- _Dataset_:
________________________

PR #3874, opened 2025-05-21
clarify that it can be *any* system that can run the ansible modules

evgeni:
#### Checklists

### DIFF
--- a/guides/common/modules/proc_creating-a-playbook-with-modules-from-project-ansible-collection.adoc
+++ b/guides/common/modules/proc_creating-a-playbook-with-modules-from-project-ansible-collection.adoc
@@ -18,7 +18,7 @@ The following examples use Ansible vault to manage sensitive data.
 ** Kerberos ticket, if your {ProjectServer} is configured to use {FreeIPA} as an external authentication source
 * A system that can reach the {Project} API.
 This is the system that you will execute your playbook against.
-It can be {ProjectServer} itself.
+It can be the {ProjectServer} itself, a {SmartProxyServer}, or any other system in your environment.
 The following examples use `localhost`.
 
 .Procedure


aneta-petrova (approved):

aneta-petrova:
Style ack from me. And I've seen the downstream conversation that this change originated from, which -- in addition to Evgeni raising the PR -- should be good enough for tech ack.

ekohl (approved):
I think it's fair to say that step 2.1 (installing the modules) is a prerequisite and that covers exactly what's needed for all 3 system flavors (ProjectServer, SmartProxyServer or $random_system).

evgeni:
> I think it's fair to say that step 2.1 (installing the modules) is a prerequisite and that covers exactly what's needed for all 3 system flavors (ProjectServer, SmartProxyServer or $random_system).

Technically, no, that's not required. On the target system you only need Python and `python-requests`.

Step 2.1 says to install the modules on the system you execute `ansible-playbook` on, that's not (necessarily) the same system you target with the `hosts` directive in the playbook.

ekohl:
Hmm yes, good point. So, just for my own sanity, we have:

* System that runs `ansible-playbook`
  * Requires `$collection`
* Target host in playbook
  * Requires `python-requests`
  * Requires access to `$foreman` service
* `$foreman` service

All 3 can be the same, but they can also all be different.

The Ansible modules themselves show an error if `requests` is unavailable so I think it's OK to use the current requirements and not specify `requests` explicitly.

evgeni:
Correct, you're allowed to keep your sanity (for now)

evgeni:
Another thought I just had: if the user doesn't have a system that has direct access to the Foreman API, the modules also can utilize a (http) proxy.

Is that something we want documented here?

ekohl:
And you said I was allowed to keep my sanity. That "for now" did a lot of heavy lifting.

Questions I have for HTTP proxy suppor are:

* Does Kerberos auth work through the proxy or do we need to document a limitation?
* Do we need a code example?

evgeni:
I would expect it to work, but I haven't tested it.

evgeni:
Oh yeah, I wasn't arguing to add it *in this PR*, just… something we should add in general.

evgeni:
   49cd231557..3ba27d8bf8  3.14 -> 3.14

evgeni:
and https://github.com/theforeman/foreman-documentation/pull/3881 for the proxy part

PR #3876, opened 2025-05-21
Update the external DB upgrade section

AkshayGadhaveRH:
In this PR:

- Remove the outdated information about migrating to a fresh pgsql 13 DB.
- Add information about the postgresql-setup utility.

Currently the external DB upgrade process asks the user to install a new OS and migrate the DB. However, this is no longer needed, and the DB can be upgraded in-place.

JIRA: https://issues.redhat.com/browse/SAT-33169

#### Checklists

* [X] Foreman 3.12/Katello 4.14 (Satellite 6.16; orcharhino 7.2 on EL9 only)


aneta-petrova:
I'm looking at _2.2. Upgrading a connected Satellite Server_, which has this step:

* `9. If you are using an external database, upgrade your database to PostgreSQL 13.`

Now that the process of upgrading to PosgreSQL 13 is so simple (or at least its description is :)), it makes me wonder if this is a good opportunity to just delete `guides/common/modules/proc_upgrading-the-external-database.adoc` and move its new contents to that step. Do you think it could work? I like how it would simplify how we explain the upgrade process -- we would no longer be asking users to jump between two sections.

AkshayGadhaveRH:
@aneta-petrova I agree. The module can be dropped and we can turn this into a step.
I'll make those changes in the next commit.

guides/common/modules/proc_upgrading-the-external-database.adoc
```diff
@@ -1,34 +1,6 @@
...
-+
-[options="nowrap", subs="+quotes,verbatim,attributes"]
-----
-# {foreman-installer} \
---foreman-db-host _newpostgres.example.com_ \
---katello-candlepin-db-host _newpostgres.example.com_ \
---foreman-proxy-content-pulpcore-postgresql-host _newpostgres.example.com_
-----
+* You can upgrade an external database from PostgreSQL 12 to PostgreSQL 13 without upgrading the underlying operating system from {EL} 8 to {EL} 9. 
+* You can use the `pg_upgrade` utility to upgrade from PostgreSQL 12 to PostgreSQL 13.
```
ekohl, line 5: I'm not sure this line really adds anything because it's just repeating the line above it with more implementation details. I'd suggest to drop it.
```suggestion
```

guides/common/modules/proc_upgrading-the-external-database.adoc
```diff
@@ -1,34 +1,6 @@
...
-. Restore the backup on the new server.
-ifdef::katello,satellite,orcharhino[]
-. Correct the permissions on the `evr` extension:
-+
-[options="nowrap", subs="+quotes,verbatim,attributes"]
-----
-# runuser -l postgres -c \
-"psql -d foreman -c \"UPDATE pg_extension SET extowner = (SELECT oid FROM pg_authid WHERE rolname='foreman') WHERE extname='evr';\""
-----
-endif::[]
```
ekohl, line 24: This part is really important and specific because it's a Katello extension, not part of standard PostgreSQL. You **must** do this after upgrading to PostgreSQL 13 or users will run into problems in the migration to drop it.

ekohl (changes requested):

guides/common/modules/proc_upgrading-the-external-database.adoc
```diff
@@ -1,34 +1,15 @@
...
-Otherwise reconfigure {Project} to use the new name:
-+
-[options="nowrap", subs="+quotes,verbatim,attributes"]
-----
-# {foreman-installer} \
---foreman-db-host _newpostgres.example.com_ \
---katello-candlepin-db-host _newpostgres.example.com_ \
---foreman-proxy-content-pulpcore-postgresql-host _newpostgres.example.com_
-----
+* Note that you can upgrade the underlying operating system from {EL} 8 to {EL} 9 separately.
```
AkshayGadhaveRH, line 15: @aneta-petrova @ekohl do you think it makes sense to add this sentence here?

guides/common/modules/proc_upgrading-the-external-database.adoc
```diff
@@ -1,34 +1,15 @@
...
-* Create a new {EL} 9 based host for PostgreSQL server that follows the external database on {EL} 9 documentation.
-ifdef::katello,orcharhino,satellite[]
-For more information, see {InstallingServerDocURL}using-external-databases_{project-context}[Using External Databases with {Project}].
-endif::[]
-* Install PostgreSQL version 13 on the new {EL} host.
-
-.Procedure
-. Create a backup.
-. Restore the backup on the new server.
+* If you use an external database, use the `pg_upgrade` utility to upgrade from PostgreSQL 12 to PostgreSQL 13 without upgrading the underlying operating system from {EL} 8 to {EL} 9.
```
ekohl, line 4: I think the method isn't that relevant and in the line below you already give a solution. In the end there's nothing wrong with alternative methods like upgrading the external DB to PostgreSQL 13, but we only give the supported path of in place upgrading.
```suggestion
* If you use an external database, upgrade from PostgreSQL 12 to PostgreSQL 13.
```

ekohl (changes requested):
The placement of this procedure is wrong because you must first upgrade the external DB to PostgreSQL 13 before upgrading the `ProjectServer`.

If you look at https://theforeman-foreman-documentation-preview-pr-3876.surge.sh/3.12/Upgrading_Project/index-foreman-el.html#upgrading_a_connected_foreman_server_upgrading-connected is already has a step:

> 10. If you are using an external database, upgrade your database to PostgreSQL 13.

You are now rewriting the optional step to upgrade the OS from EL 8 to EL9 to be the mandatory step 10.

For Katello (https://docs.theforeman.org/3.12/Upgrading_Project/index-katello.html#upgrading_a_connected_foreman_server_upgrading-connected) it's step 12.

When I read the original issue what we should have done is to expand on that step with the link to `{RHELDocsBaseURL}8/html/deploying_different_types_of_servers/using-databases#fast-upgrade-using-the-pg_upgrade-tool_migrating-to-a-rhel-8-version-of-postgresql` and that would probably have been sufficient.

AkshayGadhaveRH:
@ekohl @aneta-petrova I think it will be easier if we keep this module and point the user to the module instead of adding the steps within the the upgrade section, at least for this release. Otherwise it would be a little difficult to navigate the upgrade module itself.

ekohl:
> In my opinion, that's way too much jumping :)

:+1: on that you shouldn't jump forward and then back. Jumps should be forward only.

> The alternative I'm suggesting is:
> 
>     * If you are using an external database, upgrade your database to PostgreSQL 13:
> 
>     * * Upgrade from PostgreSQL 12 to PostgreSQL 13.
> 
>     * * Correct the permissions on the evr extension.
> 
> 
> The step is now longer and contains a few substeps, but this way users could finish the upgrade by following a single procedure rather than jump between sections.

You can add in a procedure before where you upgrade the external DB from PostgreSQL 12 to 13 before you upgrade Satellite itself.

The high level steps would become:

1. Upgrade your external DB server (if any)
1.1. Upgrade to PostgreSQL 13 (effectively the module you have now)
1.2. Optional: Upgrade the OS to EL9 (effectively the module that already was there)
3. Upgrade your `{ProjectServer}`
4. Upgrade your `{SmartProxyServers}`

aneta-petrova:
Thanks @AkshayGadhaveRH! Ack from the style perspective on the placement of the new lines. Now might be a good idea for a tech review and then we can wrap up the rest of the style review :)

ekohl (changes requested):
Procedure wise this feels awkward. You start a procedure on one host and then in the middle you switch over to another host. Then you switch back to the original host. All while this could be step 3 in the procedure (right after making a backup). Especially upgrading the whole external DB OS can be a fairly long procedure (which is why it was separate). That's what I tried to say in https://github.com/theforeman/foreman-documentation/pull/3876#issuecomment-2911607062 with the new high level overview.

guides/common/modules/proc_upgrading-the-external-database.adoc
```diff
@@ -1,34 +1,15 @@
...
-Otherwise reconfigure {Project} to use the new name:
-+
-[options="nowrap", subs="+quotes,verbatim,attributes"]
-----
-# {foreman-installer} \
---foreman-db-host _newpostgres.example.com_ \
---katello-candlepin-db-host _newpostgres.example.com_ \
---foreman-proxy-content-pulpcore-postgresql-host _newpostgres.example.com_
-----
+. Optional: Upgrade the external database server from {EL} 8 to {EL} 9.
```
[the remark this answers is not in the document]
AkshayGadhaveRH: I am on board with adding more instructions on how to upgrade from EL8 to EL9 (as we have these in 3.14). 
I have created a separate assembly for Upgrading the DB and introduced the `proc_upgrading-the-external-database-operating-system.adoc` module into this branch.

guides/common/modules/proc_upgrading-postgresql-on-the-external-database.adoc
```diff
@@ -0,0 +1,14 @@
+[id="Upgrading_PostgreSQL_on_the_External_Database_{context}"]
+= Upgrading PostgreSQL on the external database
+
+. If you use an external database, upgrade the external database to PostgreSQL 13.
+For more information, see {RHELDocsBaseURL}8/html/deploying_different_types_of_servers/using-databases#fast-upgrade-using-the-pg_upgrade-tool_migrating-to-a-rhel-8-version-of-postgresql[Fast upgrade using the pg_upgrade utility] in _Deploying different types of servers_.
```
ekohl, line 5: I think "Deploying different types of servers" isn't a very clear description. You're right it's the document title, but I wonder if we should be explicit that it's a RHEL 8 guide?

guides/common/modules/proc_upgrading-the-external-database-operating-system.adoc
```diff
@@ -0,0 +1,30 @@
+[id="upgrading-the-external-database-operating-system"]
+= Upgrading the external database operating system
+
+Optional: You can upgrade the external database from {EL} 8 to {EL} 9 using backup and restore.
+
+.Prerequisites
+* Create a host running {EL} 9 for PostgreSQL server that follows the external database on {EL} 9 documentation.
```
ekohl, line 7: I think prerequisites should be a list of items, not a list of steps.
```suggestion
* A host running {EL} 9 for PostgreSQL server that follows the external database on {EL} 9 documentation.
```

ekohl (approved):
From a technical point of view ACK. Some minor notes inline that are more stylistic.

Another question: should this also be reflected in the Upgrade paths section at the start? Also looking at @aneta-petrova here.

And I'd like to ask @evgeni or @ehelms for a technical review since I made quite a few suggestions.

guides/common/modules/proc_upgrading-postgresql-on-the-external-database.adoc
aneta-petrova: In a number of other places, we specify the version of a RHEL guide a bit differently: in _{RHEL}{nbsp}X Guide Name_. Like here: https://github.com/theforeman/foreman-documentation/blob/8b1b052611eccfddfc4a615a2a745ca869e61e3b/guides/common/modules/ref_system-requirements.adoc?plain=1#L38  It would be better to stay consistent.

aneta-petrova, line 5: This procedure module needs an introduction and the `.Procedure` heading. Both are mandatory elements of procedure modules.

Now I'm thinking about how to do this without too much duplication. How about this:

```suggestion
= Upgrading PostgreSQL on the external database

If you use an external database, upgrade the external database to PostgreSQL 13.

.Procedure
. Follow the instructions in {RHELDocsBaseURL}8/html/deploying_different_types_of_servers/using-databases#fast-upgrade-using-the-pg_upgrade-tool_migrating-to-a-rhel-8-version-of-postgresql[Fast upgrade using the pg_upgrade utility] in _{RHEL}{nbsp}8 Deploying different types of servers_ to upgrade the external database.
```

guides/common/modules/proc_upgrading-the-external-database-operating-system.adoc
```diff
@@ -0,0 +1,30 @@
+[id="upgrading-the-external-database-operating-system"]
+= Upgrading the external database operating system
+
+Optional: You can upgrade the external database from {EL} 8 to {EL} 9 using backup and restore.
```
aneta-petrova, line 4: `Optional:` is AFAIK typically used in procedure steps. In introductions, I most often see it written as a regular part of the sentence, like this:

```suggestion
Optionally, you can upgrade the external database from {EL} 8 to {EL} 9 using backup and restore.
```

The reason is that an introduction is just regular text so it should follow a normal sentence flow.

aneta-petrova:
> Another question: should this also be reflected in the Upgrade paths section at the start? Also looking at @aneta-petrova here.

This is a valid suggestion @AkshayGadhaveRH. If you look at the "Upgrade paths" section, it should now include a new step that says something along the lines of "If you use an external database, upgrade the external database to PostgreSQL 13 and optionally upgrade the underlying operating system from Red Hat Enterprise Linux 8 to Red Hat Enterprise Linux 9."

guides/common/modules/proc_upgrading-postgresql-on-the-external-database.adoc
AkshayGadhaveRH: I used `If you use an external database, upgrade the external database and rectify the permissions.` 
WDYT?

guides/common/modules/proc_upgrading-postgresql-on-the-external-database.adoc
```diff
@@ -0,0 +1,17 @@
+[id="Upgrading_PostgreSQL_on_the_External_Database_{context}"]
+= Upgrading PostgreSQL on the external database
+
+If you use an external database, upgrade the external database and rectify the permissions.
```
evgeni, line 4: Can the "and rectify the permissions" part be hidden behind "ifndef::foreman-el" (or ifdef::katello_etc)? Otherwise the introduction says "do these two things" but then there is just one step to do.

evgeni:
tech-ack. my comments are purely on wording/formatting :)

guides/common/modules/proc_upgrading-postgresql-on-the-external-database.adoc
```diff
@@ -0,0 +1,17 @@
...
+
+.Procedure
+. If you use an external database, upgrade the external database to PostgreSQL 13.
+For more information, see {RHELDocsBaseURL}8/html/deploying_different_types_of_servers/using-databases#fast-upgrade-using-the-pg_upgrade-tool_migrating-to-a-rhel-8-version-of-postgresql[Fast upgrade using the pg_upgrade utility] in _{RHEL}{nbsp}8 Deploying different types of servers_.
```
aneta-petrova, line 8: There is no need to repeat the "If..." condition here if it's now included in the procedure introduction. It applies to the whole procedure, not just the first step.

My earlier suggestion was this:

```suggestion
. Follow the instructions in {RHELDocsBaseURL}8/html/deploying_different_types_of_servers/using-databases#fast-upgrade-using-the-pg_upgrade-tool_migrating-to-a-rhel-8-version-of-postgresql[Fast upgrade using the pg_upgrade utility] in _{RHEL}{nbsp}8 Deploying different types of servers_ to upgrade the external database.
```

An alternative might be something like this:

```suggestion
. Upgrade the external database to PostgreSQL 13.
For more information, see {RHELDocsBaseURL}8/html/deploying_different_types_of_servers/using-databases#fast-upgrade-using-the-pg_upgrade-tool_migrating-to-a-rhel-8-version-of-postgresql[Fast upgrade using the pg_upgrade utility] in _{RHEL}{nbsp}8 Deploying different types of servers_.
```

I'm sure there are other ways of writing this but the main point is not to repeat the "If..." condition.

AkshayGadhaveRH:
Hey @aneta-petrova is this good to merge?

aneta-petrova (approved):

________________________

- _What you need to do_:
Copy verbatim, from the listing above, each line from the one containing "I would expect" down to the one containing "- Add information", inclusive.

- _Solution to the problem_:
I would expect it to work, but I haven't tested it.

evgeni:
Oh yeah, I wasn't arguing to add it *in this PR*, just… something we should add in general.

evgeni:
   49cd231557..3ba27d8bf8  3.14 -> 3.14

evgeni:
and https://github.com/theforeman/foreman-documentation/pull/3881 for the proxy part

PR #3876, opened 2025-05-21
Update the external DB upgrade section

AkshayGadhaveRH:
In this PR:

- Remove the outdated information about migrating to a fresh pgsql 13 DB.
- Add information about the postgresql-setup utility.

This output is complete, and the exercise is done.